I doubt it will actually permanently close. It's not like the demand for petrochemicals is going down at the moment.

Well I hope it doesn't :?


----------



## John-H (Jul 13, 2005)

I did suspect they would say they were closing it when it came to the impasse. I see now the union have offered to accept the deal to save the plant.


----------



## brian1978 (Jul 10, 2013)

John-H said:


> I did suspect they would say they were closing it when it came to the impasse. I see now the union have offered to accept the deal to save the plant.


Yea, union and ineos have to the customary penis waving before serious practical negotiations.


----------



## Nyxx (May 1, 2012)

It was losing 10 million a month. Perhaps having a pay freeze for 2 years and no final pay pension was not asking to much to keep the plant going.
Now they have no income and no pension.


----------



## brian1978 (Jul 10, 2013)

Nyxx said:


> It was losing 10 million a month. Perhaps having a pay freeze for 2 years and no final pay pension was not asking to much to keep the plant going.
> Now they have no income and no pension.


I Think the union accepted all terms, like they always would. Now they are calling down ineos for "holding it's workers to ransom" how hypocritical! A union telling a company off for using ransom tactics, I nearly spat my cornflakes out!

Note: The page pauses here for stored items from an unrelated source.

PR #376, opened 2025-07-20
fix: Foreign buffer fontification (fixes #375)

### LINKED ISSUE #375: chatgpt-shell fontifies wrong buffer when shell buffer not current on completion
To reproduce (I suppose streaming must be enabled):

1. Create arbitrary buffer with markdown syntax `*abuf*`
2. Invoke `chatgpt-shell-prompt` and send some prompt
3. While the compose buffer is completing the response switch back to the original buffer `*abuf*`
4. When the response finished chatgpt-shell will "fontify" `*abuf*` with markdown overlays

This is can be quite a problem with programming language buffers since their syntax sometimes doubles as markdown, e.g.
```go
func makeFeed(feed *feed.Feed, cache *cache.Cache)
```
After chatgpt is finished it will italicize *feed.Feed, cache*

arminfriedl:
Fix fontification of arbitrary buffers. Currently, with streaming enabled, it is possible to switch away from the chatgpt-shell buffer while it is finishing writing the response. Once this happened the `on-command-finished` puts markdown overlays in the current buffer, which might not be the chatgpt-shell buffer.

Wrap markdown overlay fontification in
`(with-current-buffer (chatgpt-shell--primary-buffer))` s.t. it puts the overlays in the `chatgpt-shell` buffer.

### DIFF
--- a/chatgpt-shell.el
+++ b/chatgpt-shell.el
@@ -707,7 +707,8 @@ See `shell-maker-welcome-message' as an example."
        (error "%s not found" (chatgpt-shell-model-version))))
    :on-command-finished
    (lambda (command output success)
-     (markdown-overlays-put)
+     (with-current-buffer (chatgpt-shell--primary-buffer)
+       (markdown-overlays-put))
      (run-hook-with-args 'chatgpt-shell-after-command-functions
                          command output success))
    :redact-log-output


xenodium:
Thank you for filing a bug and sending a PR!

I'm thinking if we fix in shell-maker, we make it more generic and avoid depending on primary shells to address the issue (a little rigid and coincidentally I've considering modifying the concept of primary buffers).

I've submitted a fix in shell-maker https://github.com/xenodium/shell-maker/commit/d65fbc76ccc4c8e0bf77b62b492ff05710d0a4d5

Mind updating shell-buffer to v0.78.2 and seeing if that resolves the issue for ya?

you would think still having a job in this current financial mess we are in would be incentive enough. Thing is I bet most workers would have taken a pay freeze to save their jobs anyway, I know I would.

What disgust me the most is when shit like this is happening to most people the numpties running the country bleating garbage like "we are all in this together" are getting huge pay RISES. :x


----------



## CWM3 (Mar 4, 2012)

I have been through disputes like this, stood by the brazier, earning feck all, reaIsing I have been sold out, the only losers are the ill guided,misinformed workforce. They are just pawns in a class war.

The top bods in Ineos and Unite will still have plenty of cheer around their Christmas trees this year.


----------



## Gazzer (Jun 12, 2010)

Unions were arses back in the 80's and even bigger now they losing favor with the country....glad to see common sense has prevailed and it's now cap in hand to agree with ineos package.


----------



## Skeee (Jun 9, 2009)

[smiley=mexicanwave.gif] [smiley=mexicanwave.gif] _Just heard the news on the telly._


----------



## CWM3 (Mar 4, 2012)

Unite and Alex Salmond are now scrubbing their tongues to get the stench of shite off, having had to go licking Jim Ratcliffes ass, who basically played a harder hand they they ever dreamed of, would not have looked good for a yes vote with nearly 10% of Scotlands manufacturing industry going pop.

Yet again further proof that governments do not run countries, corporations do.


----------



## brian1978 (Jul 10, 2013)

I doubt he will get a yes vote, contrary to what most people south of the border believe Scotland in general doesn't want independence from the union. It's just the people that do tend to make more noise.


----------



## Shug750S (Feb 6, 2012)

brian1978 said:


> I doubt he will get a yes vote, contrary to what most people south of the border believe Scotland in general doesn't want independence from the union. It's just the people that do tend to make more noise.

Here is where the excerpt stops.